- Exercise inputs -
■ ■ ■ ■ ■
PR #884, opened 2026-08-11
Fix the GC exposure test that failed on a finished cluster_create handler

WalBeh:
## Summary of changes

`test_gc_change_exposure_loadbalancer_to_traefik` failed all three reruns in the last nightly integration run with `Handler 'operator.cloud.crate.io/cluster_create' did not finish within 300s` — against a healthy cluster. The operator log for the same run shows the opposite: every sub-handler (`sql_exporter_config`, `system_user`, `services`, `statefulset_data_hot`, `bootstrap`) succeeded on all three attempts, with no temporary failures, and `cluster_create` succeeded 24s after creation. The failure is in the wait helper, not the operator.

`wait_for_kopf_handler` polled the kopf progress annotation and treated the handler as done only once it had seen that annotation and then seen it disappear. kopf never writes a terminal `success` into it — it deletes every progress annotation of a handling cycle in a single patch:

```
Patching with: {'status': {'cluster_create': {}, ...,
  'cluster_create/bootstrap': {'success': True, ...}},
 'metadata': {'annotations': {
   'operator.cloud.crate.io/cluster_create': None,
   'operator.cloud.crate.io/cluster_create.bootstrap': None, ...}}}
```

So `_check_kopf_handler_status` could only ever return `False` (running) or `None` (absent); its `success` branch was unreachable. A wait that starts after the cycle ended sees only the absent annotation, never sets its `seen` flag, and times out on a handler that already succeeded.

This test hit it because it was the only one in the file leaving `wait_for_lb` at its default `True`, so `start_cluster` blocked on the load balancer address before the wait began. `cluster_create` finished and purged its annotations while the test was still waiting for that address. That is also why it is flaky rather than always red — it passes only when the load balancer wins the race against cluster bring-up.

Changes:

- `tests/utils.py`: an absent annotation is now resolved against the sub-handler records in the resource `status`, which kopf's purge leaves alone. This separates "already finished" from "not started yet", which the annotation alone cannot express. The wait also defaults to `CLUSTER_CREATE_TIMEOUT`, which #848 introduced for this class of flake but applied only to `tests/test_exposure.py`.
- `tests/test_create_grand_central.py`: pass `wait_for_lb=False`, as the four sibling tests already do. The test discards the return value and only inspects the Ingress and the HTTPRoute, so it never needs the address.
- `tests/test_kopf_handler_wait.py`: new unit tests, no cluster required.

With the status check disabled, `test_returns_when_handler_finished_before_first_poll` fails and the rest pass, so it pins this specific bug. Full non-k8s suite: 396 passed.

The k8s test itself has not been run against a cloud provider, so the end-to-end pass is unverified; the operator-side analysis comes from the nightly log.

## Checklist

- [x] Link to issue this PR refers to: https://github.com/crate/cloud/issues/3056
- [ ] Relevant changes are reflected in `CHANGES.rst`: not applicable, tests only, as in #848

### DIFF
--- a/tests/test_create_grand_central.py
+++ b/tests/test_create_grand_central.py
@@ -499,6 +499,10 @@ async def test_gc_change_exposure_loadbalancer_to_traefik(
         coapi,
         1,
         wait_for_healthy=False,
+        # The test only looks at the Ingress and the HTTPRoute, so it does not
+        # need the load balancer address. Waiting for one costs minutes on a
+        # cloud provider and delays the handler wait below.
+        wait_for_lb=False,
         additional_cluster_spec={
             "externalDNS": f"{name}.example.com",
         },
@@ -508,7 +512,6 @@ async def test_gc_change_exposure_loadbalancer_to_traefik(
         name,
         namespace.metadata.name,
         f"{KOPF_STATE_STORE_PREFIX}/cluster_create",
-        timeout=DEFAULT_TIMEOUT * 5,
     )
     await _start_gc_on_cluster(coapi, name, namespace.metadata.name)
 
--- a/tests/test_kopf_handler_wait.py
+++ b/tests/test_kopf_handler_wait.py
@@ -1,0 +1,110 @@
+# CrateDB Kubernetes Operator
+#
+# Licensed to Crate.IO GmbH ("Crate") under one or more contributor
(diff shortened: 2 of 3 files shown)


tomach (approved):
👍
■ ■ ■ ■ ■
- The problem -
Repeat the entries exactly, leaving nothing out.

- Response area -
PR #884, opened 2026-08-11
Fix the GC exposure test that failed on a finished cluster_create handler

WalBeh:
## Summary of changes

`test_gc_change_exposure_loadbalancer_to_traefik` failed all three reruns in the last nightly integration run with `Handler 'operator.cloud.crate.io/cluster_create' did not finish within 300s` — against a healthy cluster. The operator log for the same run shows the opposite: every sub-handler (`sql_exporter_config`, `system_user`, `services`, `statefulset_data_hot`, `bootstrap`) succeeded on all three attempts, with no temporary failures, and `cluster_create` succeeded 24s after creation. The failure is in the wait helper, not the operator.

`wait_for_kopf_handler` polled the kopf progress annotation and treated the handler as done only once it had seen that annotation and then seen it disappear. kopf never writes a terminal `success` into it — it deletes every progress annotation of a handling cycle in a single patch:

```
Patching with: {'status': {'cluster_create': {}, ...,
  'cluster_create/bootstrap': {'success': True, ...}},
 'metadata': {'annotations': {
   'operator.cloud.crate.io/cluster_create': None,
   'operator.cloud.crate.io/cluster_create.bootstrap': None, ...}}}
```

So `_check_kopf_handler_status` could only ever return `False` (running) or `None` (absent); its `success` branch was unreachable. A wait that starts after the cycle ended sees only the absent annotation, never sets its `seen` flag, and times out on a handler that already succeeded.

This test hit it because it was the only one in the file leaving `wait_for_lb` at its default `True`, so `start_cluster` blocked on the load balancer address before the wait began. `cluster_create` finished and purged its annotations while the test was still waiting for that address. That is also why it is flaky rather than always red — it passes only when the load balancer wins the race against cluster bring-up.

Changes:

- `tests/utils.py`: an absent annotation is now resolved against the sub-handler records in the resource `status`, which kopf's purge leaves alone. This separates "already finished" from "not started yet", which the annotation alone cannot express. The wait also defaults to `CLUSTER_CREATE_TIMEOUT`, which #848 introduced for this class of flake but applied only to `tests/test_exposure.py`.
- `tests/test_create_grand_central.py`: pass `wait_for_lb=False`, as the four sibling tests already do. The test discards the return value and only inspects the Ingress and the HTTPRoute, so it never needs the address.
- `tests/test_kopf_handler_wait.py`: new unit tests, no cluster required.

With the status check disabled, `test_returns_when_handler_finished_before_first_poll` fails and the rest pass, so it pins this specific bug. Full non-k8s suite: 396 passed.

The k8s test itself has not been run against a cloud provider, so the end-to-end pass is unverified; the operator-side analysis comes from the nightly log.

## Checklist

- [x] Link to issue this PR refers to: https://github.com/crate/cloud/issues/3056
- [ ] Relevant changes are reflected in `CHANGES.rst`: not applicable, tests only, as in #848

### DIFF
--- a/tests/test_create_grand_central.py
+++ b/tests/test_create_grand_central.py
@@ -499,6 +499,10 @@ async def test_gc_change_exposure_loadbalancer_to_traefik(
         coapi,
         1,
         wait_for_healthy=False,
+        # The test only looks at the Ingress and the HTTPRoute, so it does not
+        # need the load balancer address. Waiting for one costs minutes on a
+        # cloud provider and delays the handler wait below.
+        wait_for_lb=False,
         additional_cluster_spec={
             "externalDNS": f"{name}.example.com",
         },
@@ -508,7 +512,6 @@ async def test_gc_change_exposure_loadbalancer_to_traefik(
         name,
         namespace.metadata.name,
         f"{KOPF_STATE_STORE_PREFIX}/cluster_create",
-        timeout=DEFAULT_TIMEOUT * 5,
     )
     await _start_gc_on_cluster(coapi, name, namespace.metadata.name)
 
--- a/tests/test_kopf_handler_wait.py
+++ b/tests/test_kopf_handler_wait.py
@@ -1,0 +1,110 @@
+# CrateDB Kubernetes Operator
+#
+# Licensed to Crate.IO GmbH ("Crate") under one or more contributor
(diff shortened: 2 of 3 files shown)


tomach (approved):
👍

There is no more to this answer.